Write down nothing except how many lines in the entries contain "false".

(Exercise data begins)

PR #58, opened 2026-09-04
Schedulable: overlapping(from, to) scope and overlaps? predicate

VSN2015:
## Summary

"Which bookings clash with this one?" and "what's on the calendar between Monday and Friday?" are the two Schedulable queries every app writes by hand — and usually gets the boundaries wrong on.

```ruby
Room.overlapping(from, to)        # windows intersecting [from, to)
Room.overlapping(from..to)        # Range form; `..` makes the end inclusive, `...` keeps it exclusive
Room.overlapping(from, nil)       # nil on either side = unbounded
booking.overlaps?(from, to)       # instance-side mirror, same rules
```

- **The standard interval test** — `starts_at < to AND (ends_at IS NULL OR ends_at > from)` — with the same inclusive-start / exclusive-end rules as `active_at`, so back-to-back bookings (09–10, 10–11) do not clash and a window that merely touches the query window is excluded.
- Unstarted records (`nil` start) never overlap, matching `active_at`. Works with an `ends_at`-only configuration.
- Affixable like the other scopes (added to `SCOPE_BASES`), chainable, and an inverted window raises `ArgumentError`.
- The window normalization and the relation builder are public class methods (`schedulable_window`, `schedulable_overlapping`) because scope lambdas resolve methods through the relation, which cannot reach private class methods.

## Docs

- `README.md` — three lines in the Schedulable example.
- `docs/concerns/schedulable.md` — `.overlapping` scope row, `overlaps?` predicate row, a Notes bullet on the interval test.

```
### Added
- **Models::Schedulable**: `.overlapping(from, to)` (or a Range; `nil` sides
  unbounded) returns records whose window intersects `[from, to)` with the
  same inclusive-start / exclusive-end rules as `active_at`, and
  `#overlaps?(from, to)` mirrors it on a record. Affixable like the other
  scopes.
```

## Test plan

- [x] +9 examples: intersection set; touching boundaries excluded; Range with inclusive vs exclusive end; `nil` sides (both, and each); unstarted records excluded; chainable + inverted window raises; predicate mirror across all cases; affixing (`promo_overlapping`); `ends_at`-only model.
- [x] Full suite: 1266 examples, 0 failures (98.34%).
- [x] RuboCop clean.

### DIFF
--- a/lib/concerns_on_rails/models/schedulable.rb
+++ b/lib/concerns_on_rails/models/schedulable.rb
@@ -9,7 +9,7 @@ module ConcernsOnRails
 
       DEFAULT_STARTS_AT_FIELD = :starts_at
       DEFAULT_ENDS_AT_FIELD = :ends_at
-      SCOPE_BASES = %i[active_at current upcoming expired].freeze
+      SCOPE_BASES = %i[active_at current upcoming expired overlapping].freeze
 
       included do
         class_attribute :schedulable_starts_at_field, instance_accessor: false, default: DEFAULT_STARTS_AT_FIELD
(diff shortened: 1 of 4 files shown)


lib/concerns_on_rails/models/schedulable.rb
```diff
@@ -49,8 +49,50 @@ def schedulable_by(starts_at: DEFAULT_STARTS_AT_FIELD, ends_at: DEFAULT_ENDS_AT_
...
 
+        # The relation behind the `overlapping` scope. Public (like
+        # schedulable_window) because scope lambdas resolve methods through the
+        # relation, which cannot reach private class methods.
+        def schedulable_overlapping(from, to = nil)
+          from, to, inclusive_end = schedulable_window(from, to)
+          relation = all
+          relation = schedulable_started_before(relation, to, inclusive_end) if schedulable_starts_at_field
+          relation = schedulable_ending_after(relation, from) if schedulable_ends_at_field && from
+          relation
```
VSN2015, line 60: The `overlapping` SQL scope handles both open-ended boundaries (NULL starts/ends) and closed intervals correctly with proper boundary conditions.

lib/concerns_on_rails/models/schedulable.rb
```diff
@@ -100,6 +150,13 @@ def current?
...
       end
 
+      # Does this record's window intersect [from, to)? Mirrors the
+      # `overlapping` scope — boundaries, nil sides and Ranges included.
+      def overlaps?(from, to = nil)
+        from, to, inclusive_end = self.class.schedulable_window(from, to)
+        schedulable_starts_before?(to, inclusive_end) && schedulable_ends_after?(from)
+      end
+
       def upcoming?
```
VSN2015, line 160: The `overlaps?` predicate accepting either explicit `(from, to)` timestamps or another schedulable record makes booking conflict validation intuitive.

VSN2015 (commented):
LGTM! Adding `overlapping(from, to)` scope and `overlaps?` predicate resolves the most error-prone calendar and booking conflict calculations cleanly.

(Exercise data ends)
(Exercise data begins)

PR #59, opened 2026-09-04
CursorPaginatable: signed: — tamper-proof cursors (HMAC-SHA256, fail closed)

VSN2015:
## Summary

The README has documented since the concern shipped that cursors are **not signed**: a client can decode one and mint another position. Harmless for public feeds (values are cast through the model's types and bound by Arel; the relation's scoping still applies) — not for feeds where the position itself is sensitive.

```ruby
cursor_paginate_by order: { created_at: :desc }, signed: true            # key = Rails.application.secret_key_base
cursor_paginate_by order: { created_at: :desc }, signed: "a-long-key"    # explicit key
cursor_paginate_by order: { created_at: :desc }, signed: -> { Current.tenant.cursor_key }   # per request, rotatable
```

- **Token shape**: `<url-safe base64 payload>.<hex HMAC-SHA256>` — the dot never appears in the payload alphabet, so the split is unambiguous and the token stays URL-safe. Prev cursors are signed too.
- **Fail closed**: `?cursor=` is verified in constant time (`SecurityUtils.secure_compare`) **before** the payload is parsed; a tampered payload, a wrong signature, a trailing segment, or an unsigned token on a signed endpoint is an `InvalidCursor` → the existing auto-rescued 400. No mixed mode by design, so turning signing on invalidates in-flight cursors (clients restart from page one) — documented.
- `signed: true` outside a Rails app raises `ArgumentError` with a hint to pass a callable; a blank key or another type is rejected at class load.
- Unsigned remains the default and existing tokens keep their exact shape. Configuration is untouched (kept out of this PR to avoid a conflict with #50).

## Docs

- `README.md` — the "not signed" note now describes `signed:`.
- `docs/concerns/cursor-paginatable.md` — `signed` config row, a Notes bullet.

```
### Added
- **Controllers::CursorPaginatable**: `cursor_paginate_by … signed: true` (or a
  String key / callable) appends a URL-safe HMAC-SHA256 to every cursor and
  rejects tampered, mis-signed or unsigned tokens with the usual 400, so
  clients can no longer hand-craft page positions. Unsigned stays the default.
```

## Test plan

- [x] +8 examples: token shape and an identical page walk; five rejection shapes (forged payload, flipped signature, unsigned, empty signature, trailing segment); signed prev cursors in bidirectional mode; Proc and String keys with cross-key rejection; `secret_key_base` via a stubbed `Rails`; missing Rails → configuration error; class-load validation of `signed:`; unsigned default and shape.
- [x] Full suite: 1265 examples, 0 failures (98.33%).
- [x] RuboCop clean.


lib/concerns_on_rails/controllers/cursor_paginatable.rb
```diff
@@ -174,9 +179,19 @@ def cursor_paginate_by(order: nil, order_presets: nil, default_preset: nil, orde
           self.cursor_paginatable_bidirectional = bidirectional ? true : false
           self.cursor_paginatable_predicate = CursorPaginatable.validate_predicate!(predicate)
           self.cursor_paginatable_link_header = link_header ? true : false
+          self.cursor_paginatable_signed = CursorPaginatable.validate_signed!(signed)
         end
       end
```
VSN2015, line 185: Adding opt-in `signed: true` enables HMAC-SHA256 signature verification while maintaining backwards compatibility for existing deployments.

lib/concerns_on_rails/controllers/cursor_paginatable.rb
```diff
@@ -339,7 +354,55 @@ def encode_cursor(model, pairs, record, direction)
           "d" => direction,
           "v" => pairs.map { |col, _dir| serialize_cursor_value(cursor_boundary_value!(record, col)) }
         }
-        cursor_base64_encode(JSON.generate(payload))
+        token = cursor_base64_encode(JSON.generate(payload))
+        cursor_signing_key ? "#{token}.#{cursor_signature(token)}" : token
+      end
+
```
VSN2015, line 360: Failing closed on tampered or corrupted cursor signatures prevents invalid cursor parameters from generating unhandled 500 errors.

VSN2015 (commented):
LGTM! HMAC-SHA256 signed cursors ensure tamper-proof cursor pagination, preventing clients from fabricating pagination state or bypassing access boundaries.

(Exercise data ends)

#### Written answer
3